本願商標は、「プライムパレット」の文字を標準文字で書してなり、第19類「床材(金属製のものを除く。),壁材(金属製のものを除く。),建築用壁用被覆材(金属製のものを除く。),天井板(金属製のものを除く。),火山性ガラス質複層板,ロックウール製建築用又は建築用の専用材料,合板,建築材料(金属製のものを除く。),陶磁製建築専用材料・れんが及び耐火物,リノリューム製建築専用材料,プラスチック製建築専用材料,合成建築専用材料,アスファルト及びアスファルト製の建築用又は構築用の専用材料,ゴム製の建築用又は構築用の専用材料,しっくい,石灰製の建築用又は構築用の専用材料,石こう製の建築用又は構築用の専用材料,繊維製の落石防止網,建造物組立てセット(金属製のものを除く。),セメント及びその製品,木材,建具(金属製のものを除く。),鉱物性基礎材料」を指定商品として、平成21年7月2日に登録出願されたものである。

2 原査定の拒絶の理由の要点

原査定は、「本願商標は、『パレット』の称呼を生ずる登録第4063396号、第4501786号、第4682153号及び第5092588号の各商標(以下「引用商標」という。)と同一又は類似の商標であって、同一又は類似の商品について使用をするものであるから、商標法第4条第1項第11号に該当する。」旨認定、判断し、本願を拒絶したものである。

3 当審の判断

本願商標は、前記1のとおり、「プライムパレット」の文字からなるところ、その構成各文字は、外観上まとまりよく一体的に表されているものであり、また、これより生ずる「プライムパレット」の称呼も、冗長というべきものではなく、無理なく一連に称呼し得るものである。

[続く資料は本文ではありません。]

PR #1486, opened 2023-01-01
send meta update when setting state

ArnoldSmith86:
When setting the room state (for example by using the `/state/` API), the `activeState` of the room is reset. That is saved in the room metadata but the function did not send a metadata update to the clients. This in turn did not hide the "Save game" button which in turn crashed because there was no `activeState` to save.

In an ideal world, the server should check for `activeState` to exist but since the exception is handled anyway, I do not regard this as a big problem.


ArnoldSmith86:
PR-SERVER-BOT: You can play around with it here: https://test.virtualtabletop.io/PR-1486/pr-test (or any other room on that server)

After merging, a backup will be available at `https://beta.virtualtabletop.io/editor/PR1486-pr-test`.

96LawDawg (approved):
Blind approval.  I have no idea how to test or verify.

robartsd (approved):

PR #1489, opened 2023-01-01
new game Fun with Trains

ArnoldSmith86:
Similar to Ticket to Ride. There are still many things I am not happy with but it is playable. Feel free to help improving it.


ArnoldSmith86:
PR-SERVER-BOT: You can play around with it here: https://test.virtualtabletop.io/PR-1489/pr-test (or any other room on that server)

After merging, a backup will be available at `https://beta.virtualtabletop.io/editor/PR1489-pr-test`.

96LawDawg:
The only playability issues I noticed:

It is possible for a player to drop their colored track onto another player's seat area.  Use dropTarget to fix.

And the green check and red x need to be more clear when they become a valid drop target.  Too easy to drop a goal card into the wrong place.

ArnoldSmith86:
> And the green check and red x need to be more clear when they become a valid drop target. Too easy to drop a goal card into the wrong place.

Yeah, that whole dynamic has to be improved. During the game, you only want to discard those cards without changing the score. After the game you either want positive or negative points.

RaphaelAlvez:
why is this game so dark??

ArnoldSmith86:
Why not? I have a light version. I can add it to the pr-test room.

RaphaelAlvez:
> Why not? I have a light version. I can add it to the pr-test room.

there is very low contrast. That's the only reason. if you make the colors more vibrant and the greys lighter then this should be good

96LawDawg:
Replaced by #2606

PR #1490, opened 2023-01-01
updated The Team with seats, missions and better task management

ArnoldSmith86:
So far this only updates the 4 player variant.


ArnoldSmith86:
PR-SERVER-BOT: You can play around with it here: https://test.virtualtabletop.io/PR-1490/pr-test (or any other room on that server)

After merging, a backup will be available at `https://beta.virtualtabletop.io/editor/PR1490-pr-test`.

96LawDawg (approved):
Approved through test.

The only thing I don't like, and you don't have to change this, is that the cards get re-dealt every time someone new sits.  So at the beginning of the game, I'm like, yeah, I have 3 rockets.  And then player 2 joins and I get all new cards.  Suggestion: make it so the deal only happens when you press the deal button.

96LawDawg:
I didn't notice that you had this marked as a draft.  But once you are satisfied with the 4P version, you can go ahead and get it approved and added to the library if you want.  You don't have to wait until they are all done.

PR #1501, opened 2023-01-03
Implement dropShadow property which shows where widget will drop

flackr:
https://test.virtualtabletop.io/PR-1501/pr-test

While dragging a widget with the dropShadow property set, a clone of the widget is added to the current hover target to show where that widget will be dropped to visually.

Proposed wiki update:

| Property | Default value | Description  | 
| dropShadow | false | If true, when a widget that matches the _dropTarget_ is dragged over the holder, a gray shadow will appear where the widget will be when dropped. The shadow is a cloned widget with a property `dropShadowOwner`. When a shadow is created, the value will be the `playerName`.  The clone will activate enterRoutine and leaveRoutine, so you may need to counteract that by using IF statements filtering out the clone looking for non-null values. The css of the shadow can be modified using `.dragging-shadow`. |


ArnoldSmith86:
PR-SERVER-BOT: You can play around with it here: https://test.virtualtabletop.io/PR-1501/pr-test (or any other room on that server)

After merging, a backup will be available at `https://beta.virtualtabletop.io/editor/PR1501-pr-test`.

96LawDawg:
Doesn't work when dragging a pile handle.

96LawDawg:
A couple of other things
 - Setting dropShadow: false on the holder seems like the more natural way to set the property, rather than on the widget.  But maybe that is just me.
 - When you have a pile in a holder where the dropShadow will be, the pile number increments as soon as the dropShadow appears (because it is a widget getting counted in the pile).  That is a minor change from current behavior where the pile number doesn't increment until the widget is dropped.  Not sure this is a problem because it still works correctly with dropLimit.  I thought it might not, but it does.  So just pointing it out.
 - I think the shadow should be a lighter gray.
 - Can you explain how to change the css on the shadow?  I tried something like this on the widget and it didn't work:
 
```
 "css": {
    ".shadow": {
      "filter": null,
      "background": "red"
    }
  },
```

96LawDawg:
I added this to the cardDefaults thinking it might work:

```
"onPileCreation": {
      "dropShadow": true
    },
```

But that just makes the pile drag handle the target instead of the holder.  So the pile drag handle turns gray.

flackr:
> I added this to the cardDefaults thinking it might work:
> 
> ```
> "onPileCreation": {
>       "dropShadow": true
>     },
> ```
> 
> But that just makes the pile drag handle the target instead of the holder. So the pile drag handle turns gray.

Yeah, this is because it currently does a shallow clone, so only the dragged widget (i.e. pile handle) is shown. This is an easy fix - and I can implement that other feature I've wanted - the recursive clone option.

flackr:
> * Setting dropShadow: false on the holder seems like the more natural way to set the property, rather than on the widget.  But maybe that is just me.

Yeah, I could see an argument for making this a property of the holder rather than the widget. It's slightly harder technically since I'll need to do an ancestor check but not that hard. I'd be curious to hear what others think.

> * When you have a pile in a holder where the dropShadow will be, the pile number increments as soon as the dropShadow appears (because it is a widget getting counted in the pile).  That is a minor change from current behavior where the pile number doesn't increment until the widget is dropped.  Not sure this is a problem because it still works correctly with dropLimit.  I thought it might not, but it does.  So just pointing it out.

Also something we could "fix" if we wanted - avoid counting the shadow widget in the pile count.

> * I think the shadow should be a lighter gray.
> * Can you explain how to change the css on the shadow?  I tried something like this on the widget and it didn't work:
> 
> ```
>  "css": {
>     ".shadow": {
>       "filter": null,
>       "background": "red"
>     }
>   },
> ```

I was able to style it via the global css, see the widget id `css` at https://test.virtualtabletop.io/PR-1501/shadow-style

Note that to disable the filter you have to set filter to `'none'` or `'revert'` to undo the filter being applied by the css stylesheet.

flackr:
@96LawDawg I made a few changes around some of the things you brought up. Dragging a pile will now clone the top-most child in the pile rather than the pile handle. Also piles don't count the shadow widget anymore.

The clone code now also supports recursion and is shared with the clone function. Let me know what you think :-).

ArnoldSmith86:
Do you know about the existing clone function that's also used by the JSON editor command?

I didn't look at yours in detail yet but at a glance it seems like duplicated functionality.

robartsd:
Do the cloned widgets get synced to state (all players see); if so, what happens with the clones if a client get disconnected in the middle of a dragging operation?

flackr:
> Do the shadow widgets get synced to state (all players see);

Yes, I think this is the best way to make sure it behaves the same as dropping the widget and ensure that everything stays in sync.

> if so, what happens with the clones if a client get disconnected in the middle of a dragging operation?

It stays. I'll look into how to detect drags still in process vs disconnected users and clean it up appropriately.

96LawDawg:
> Also piles don't count the shadow widget anymore.

Well, if you didn't feel fully welcomed to VTT yet, now you are.  Because piles are hard.  And your improvement is great and works as expected when a pile already exists.  BUT, it doesn't work when first making a pile.  Demo: Put 1 card into a holder that does piles.  Then drag and hover over that holder.  You get a pile indicator of 1 before there is a pile.

flackr:
> Well, if you didn't feel fully welcomed to VTT yet, now you are. Because piles are hard. And your improvement is great and works as expected when a pile already exists. BUT, it doesn't work when first making a pile. Demo: Put 1 card into a holder that does piles. Then drag and hover over that holder. You get a pile indicator of 1 before there is a pile.

Haha thanks!

I think what I really want is a property similar to `isBeingRemoved` which prevents piles from being formed - but I'm not sure if I can safely re-use that property. As a short term workaround I could probably set `onPileCreation` to something unique to prevent the shadow from being included in any piles.

flackr:
And done! That was pretty simple and builds on the existing pile code rather than needing to modify it 😀

robartsd:
> It stays. I'll look into how to detect drags still in process vs disconnected users and clean it up appropriately.

We probably want the shadow widget to have a property that indicates which widget it is a shadow of. Not sure how it should be cleaned up. IIRC we have some code in timer.js that has another client adopt a running timer if the client that had been running the timer disconnects; if so, something similar should happen here.

flackr:
> > It stays. I'll look into how to detect drags still in process vs disconnected users and clean it up appropriately.
> 
> We probably want the shadow widget to have a property that indicates which widget it is a shadow of. Not sure how it should be cleaned up. IIRC we have some code in timer.js that has another client adopt a running timer if the client that had been running the timer disconnects; if so, something similar should happen here.

Another option is we could just clean it up the next time someone drags the widget, since that would also be the point at which we clean up the dragging property right?

robartsd:
> Another option is we could just clean it up the next time someone drags the widget, since that would also be the point at which we clean up the dragging property right?

That's true. As long as the client that starts the new drag finds the old shadow copies rather than creating new ones, it should work fine.

flackr:
> > Another option is we could just clean it up the next time someone drags the widget, since that would also be the point at which we clean up the dragging property right?
> 
> That's true. As long as the client that starts the new drag finds the old shadow copies rather than creating new ones, it should work fine.

Done in latest patch.

> I'm still not sure that I think the shadow elements should be widgets, but I understand that it makes some things easier to process them as widgets. A couple of years ago, we started down the process of making piles no longer be widgets, but eventually decided it wasn't worth it.

I know it's tempting not to create widgets for this, and I really tried to go this route initialy but there were going to be many issues that would be really hard to solve properly if it's not a widget. The state would be inconsistent if the widget isn't actually added to the holder during the drag. I.e. My client needs to produce a layout with the widget in the holder and if I have a different layout than you then it can lead to further inconsistencies. Not to mention there are many setups where the widget will run a routine to position new elements.

I initially tried putting the actual widget in the holder then it will break things like transitions #1423 and we'd still need to sync a drag copy of the widget for other people to see me dragging it anyways.

I think it's kind of nice how it works that you can see the same state and we can both position drag elements within holders in parallel.

robartsd:
> and we'd still need to sync a drag copy of the widget for other people to see me dragging it anyways.

All that is really needed for sync is for other clients to know that the widget is being dragged (which they already do) - each client could create the shadow element for widgets being dragged independently. Still I understand that using an actual widget makes a whole bunch of things about the shadow element easier to accomplish.

flackr:
> All that is really needed for sync is for other clients to know that the widget is being dragged (which they already do) - each client could create the shadow element for widgets being dragged independently. Still I understand that using an actual widget makes a whole bunch of things about the shadow element easier to accomplish.

That works for the simple cases, but if placing the shadow widget in the holder invokes routines you would invoke those routines on each client which would could result in strange unexpected results.

My intention with just having a simple property is that we could still explore other ways of accomplishing the shadow while still supporting the high level developer intent that we should have a shadow element showing where the widget will go.

client/css/widgets/basicwidget.css
```diff
@@ -9,3 +9,7 @@ body.edit .widget.basic.hasImage {
   opacity: 0.45;
 }
 
+.shadow {
+  filter: brightness(0);
+  opacity: 0.3;
+}
```
robartsd, line 15: I think `pointer-events: none` would be useful. Also I think the class name should be a bit more specific; perhaps `dragging-shadow`

flackr: Sounds good, done.

robartsd:
> That works for the simple cases, but if placing the shadow widget in the holder invokes routines you would invoke those routines on each client which would could result in strange unexpected results (e.g. if you had a counter it would be invoked by each player in the session).

If the shadow element were not a widget, it wouldn't trigger any routines. One concern I have is that by using shadow widgets, routines may be triggered that the game designer does not intend to be triggered until the widget is dropped.

If dropShadow is a holder property instead of a widget property (would not support a shadow outside holders, but I don't think that would change the visual effect unless the widget has partial transparency) the holder could create the shadow element as part of its own rendering. Not sure how that delta call should work though.

96LawDawg:
> If the shadow element were not a widget, it wouldn't trigger any routines. One concern I have is that by using shadow widgets, routines may be triggered that the game designer does not intend to be triggered until the widget is dropped.

That is a good point.  I just tested that.  Not only does the shadow fire an `enterRoutine` it fires it seemingly fires it for every x,y change of the dragged widget.  So it went off a few dozen times just during a routine drop.

flackr:
> > That works for the simple cases, but if placing the shadow widget in the holder invokes routines you would invoke those routines on each client which would could result in strange unexpected results (e.g. if you had a counter it would be invoked by each player in the session).
> 
> If the shadow element were not a widget, it wouldn't trigger any routines. One concern I have is that by using shadow widgets, routines may be triggered that the game designer does not intend to be triggered until the widget is dropped.

I think this is an area where we disagree about the expected behavior. I have written and seen many developers write placement logic in routines, which requires that we invoke those routines in order to determine the position. E.g. consider the [automatic stackOffset from the code snippets](https://github.com/ArnoldSmith86/virtualtabletop/wiki/Useful-code-snippets#auto-adjust-stackoffsetx-1). I've added it as an example in the pr-test room at the top-right.

As long as developers opt in to the behavior this should be okay and expected that it invokes routines.

flackr:
> > If the shadow element were not a widget, it wouldn't trigger any routines. One concern I have is that by using shadow widgets, routines may be triggered that the game designer does not intend to be triggered until the widget is dropped.
> 
> That is a good point. I just tested that. Not only does the shadow fire an `enterRoutine` it seemingly fires it for every x,y change of the dragged widget. So it went off a few dozen times just during a routine drop.

Yes, this is expected, and required in order for things like automatic stackOffsetX calculations from routines to work.

96LawDawg:
> > That is a good point. I just tested that. Not only does the shadow fire an `enterRoutine` it seemingly fires it for every x,y change of the dragged widget. So it went off a few dozen times just during a routine drop.
> 
> Yes, this is expected, and required in order for things like automatic stackOffsetX calculations from routines to work.

Then I don't think this solution will work.  You can't fire enterRoutines before a card is dropped.  That would break many existing games.

flackr:
> Then I don't think this solution will work. You can't fire enterRoutines before a card is dropped. That would break many existing games.

But developers opt in to doing this, so it will not break any existing games unless they opt in to it.

flackr:
This might be good reason to make it a property on the holder, so that it is expected to fire routines on that holder for the shadow.

96LawDawg:
> But developers opt in to doing this, so it will not break any existing games unless they opt in to it.

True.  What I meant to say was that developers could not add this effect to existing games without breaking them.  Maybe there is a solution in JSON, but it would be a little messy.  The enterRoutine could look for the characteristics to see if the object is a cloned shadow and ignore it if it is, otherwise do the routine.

そして、たとえ、「プライム」の文字が「最も重要なさま。最良の。」を意味する語であるとしても、かかる構成にあっては、本願商標に接する取引者、需要者をして、殊更に前半部の「プライム」の文字部分を省略して、後半部の「パレット」の文字部分のみに着目し、当該文字部分から生ずる称呼をもって取引に当たるというよりも、むしろ、その構成全体をもって一体不可分のものと認識、把握し、商取引に当たるものとみるのが自然である。

そうとすると、本願商標は、その構成文字全体に相応して、「プライムパレット」の称呼のみを生ずるものと判断するのが相当である。

したがって、本願商標より「パレット」の称呼をも生ずるとし、その上で、本願商標と引用商標とが称呼上類似するものとして、本願商標を商標法第4条第1項第11号に該当するとした原査定は、取消しを免れない。

その他、政令で定める期間内に本願について拒絶の理由を発見しない。

よって、結論のとおり審決する。